[PATCH] R600/SI: Adjust buffer_load opcodes
Christian König
deathsimple at vodafone.de
Tue Apr 2 06:11:26 PDT 2013
From: Christian König <christian.koenig at amd.com>
Only try to load the used vector components.
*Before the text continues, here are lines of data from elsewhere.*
Issue #7030, opened 2025-09-05
`flux jobs -o` struggles with right-alignment in certain fields


wihobbs:
@greene30 reported the following, while trying to create an f-string that would right align everything in `flux jobs`:
> I think I figured out that right alignment thing with flux jobs. It's not checking the width of the column title, only the values in the column. All the columns that seemed to be working had values longer than the title.

Here's an example:

```
$ flux jobs -A -o "{id:>19} +:{username:>8} | +:{queue:>} | +:{duration:>} | +:{ntasks:>} +:{runtime:>h} +:{t_remaining:>h}"
              JOBID         USER |    QUEUE | DURATION | NTASKS            RUNTIME        T_REMAINING
 555248194025552896     username |      pci |  3600.0 |   1                  -                  -
 555248196592466944     username |      pci |  3600.0 |   1                  -                  -
```

It gets off a bit at the end (once duration and ntasks are printed, which seems to consistently be below 8 characters). Flux bug or f-string problem?

If we find a working f-string/workaround, we might want to add "all-right-aligned" to the standard set of supported `--format` options.

chu11:
> It gets off a bit at the end (once duration and ntasks are printed, which seems to consistently be below 8 characters). Flux bug or f-string problem?

So my initial thought is this is not a bug.  Here's the default `flux-jobs` format:

```
            "format": (
                "{id.f58:>12} ?:{queue:<8.8} {username:<8.8} {name:<10.10+} "
                "{status_abbrev:>2.2} {ntasks:>6} {nnodes:>6h} "
                "{contextual_time!F:>8h} {contextual_info}"
            ),
```

you'll note how we take into account column width within it by setting the specific width.

So I guess one can think of the format as "per line", each line not having knowledge of any other lines.

I suspect the user thought the format was knowledgeable of all the output and would be adjusted as a result?  I suppose that is feasibly doable (i.e. scan all of the potential output, calculate max width, update the f-string format from the user), but I'm not convinced that's the right thing to do.  The python f-string format is what it is and I feel we need to honor it versus mucking with it, b/c we don't want to go down the path of making assumptions of what the user meant with the inputted format and modifying it based on the those assumptions.

grondo:
> I suspect the user thought the format was knowledgeable of all the output and would be adjusted as a result? 

[...]

PR #7042, opened 2025-09-09
Show full usernames by default in flux-jobs(1) and flux-pgrep(1) 

wihobbs:
Last week, on the WSC rounds, a frequent complaint of users was that the default output of `flux jobs` cut off full usernames, and it felt like something they had to constantly work around. With the IdM upgrade last year, now a lot of usernames are longer than 8 characters, and I assume this is something we'd see at other centers as well.

I don't think showing a `+` at the end of the username to indicate the length exceeded 8 characters would really address the usability, since that would still require our users to constantly override the default format. 

This seems like a very reasonable request. I think we should change the default format.

### DIFF
--- a/src/cmd/flux-jobs.py
+++ b/src/cmd/flux-jobs.py
@@ -40,7 +40,7 @@ class FluxJobsConfig(UtilConfig):
         "default": {
             "description": "Default flux-jobs format string",
             "format": (
-                "{id.f58:>12} ?:{queue:<8.8} {username:<8.8} {name:<10.10+} "
+                "{id.f58:>12} ?:{queue:<8.8} +:{username:<8.8} {name:<10.10+} "
                 "{status_abbrev:>2.2} {ntasks:>6} {nnodes:>6h} "
                 "{contextual_time!F:>8h} {contextual_info}"
             ),
@@ -48,7 +48,7 @@ class FluxJobsConfig(UtilConfig):
         "cute": {
             "description": "Cute flux-jobs format string (default with emojis)",
             "format": (
-                "{id.f58:>12} ?:{queue:<8.8} {username:<8.8} {name:<10.10+} "
+                "{id.f58:>12} ?:{queue:<8.8} +:{username:<8.8} {name:<10.10+} "
                 "{status_emoji:>5.5} {ntasks:>6} {nnodes:>6h} "
                 "{contextual_time!F:>8h} {contextual_info}"
             ),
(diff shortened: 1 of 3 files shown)


chu11:
an aside, should we fix #7030 first?  lemme look at that issue more today

grondo:
> an aside, should we fix https://github.com/flux-framework/flux-core/issues/7030 first?

I don't think the two issues are related? This one is just a default format tweak.

src/cmd/flux-jobs.py
```diff
@@ -40,23 +40,23 @@ class FluxJobsConfig(UtilConfig):
         "default": {
             "description": "Default flux-jobs format string",
             "format": (
-                "{id.f58:>12} ?:{queue:<8.8} {username:<8.8} {name:<10.10+} "
```
grondo, line 43: Commit message suggestion: Since this updates more than the default format, the commit message title and description should reflect that. I like what you have in the PR title "flux-jobs: show full usernames by default"

src/cmd/flux-pgrep.py
```diff
@@ -35,15 +35,15 @@ class FluxPgrepConfig(UtilConfig):
         "full": {
             "description": "full flux-pgrep format string",
             "format": (
-                "{id.f58:>12} ?:{queue:<8.8} {username:<8.8} {name:<10.10+} "
```
grondo, line 38: Similar suggestion for commit title reword here.

chu11:
> I don't think the two issues are related? This one is just a default format tweak.

They aren't related per se, but it could result in a lot more improperly aligned outputs since it would become the default?.

i.e. there are users with usernames < 4 chars ("USER" header)

wihobbs:
I think we're probably fine, because the floor is and would continue to be 8 chars?
```
$ /usr/bin/python3 ./src/cmd/flux-jobs.py -a -u unm
       JOBID QUEUE    USER     NAME       ST NTASKS NNODES     TIME INFO
f4nUHnZdkmMH pbatch   unm      test_test+ TO      1      1      24h corona196
f4nUHnekGHiF pbatch   unm      test_test+ CD      1      1   21.77h corona213
```

chu11:
> I think we're probably fine, because the floor is and would continue to be 8 chars?

Ahhh, we put a width field of 8 in our default formats, so we'd be fine.  Got it!

wihobbs:
With that, setting MWP.

grondo:
> because the floor is and would continue to be 8 chars?

Yes, and the heading there is USER, so only 4. The "fix" for the other issue should just be to default the minimum width for expandable columns to the header length...

chu11:
while working on #7030, I realized something, should:

```
+:{username:<8.8}
```

have been 

```
+:{username:<8}
```

b/c the `.8` will truncate the username.

Edit: testing shows that both the width and precision are both updated.  Although I'm not sure how at the moment.  But perhaps we should consider removing the ".8" because it may give wrong impression?

Edit2: Ok, internally updating the spec "width" also updates the precision.  So that explains that.  I'll leave above comment for consideration.

grondo:
Yeah, the precision doesn't do anything for strings that have the expanding width prefix `+:` since they will never be truncated. Probably a good idea to drop the precision in that case as good practice. Also a note in the man page wouldn't hurt.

Practically
the same what I've done before for textures.
Signed-off-by: Christian König <christian.koenig at amd.com>
---
lib/Target/R600/SIISelLowering.cpp | 72 ++++++++++++++++++++++++----
lib/Target/R600/SIISelLowering.h | 1 +
lib/Target/R600/SIInstructions.td | 6 +--
test/CodeGen/R600/llvm.SI.vs.load.input.ll | 25 ++++++++++
4 files changed, 91 insertions(+), 13 deletions(-)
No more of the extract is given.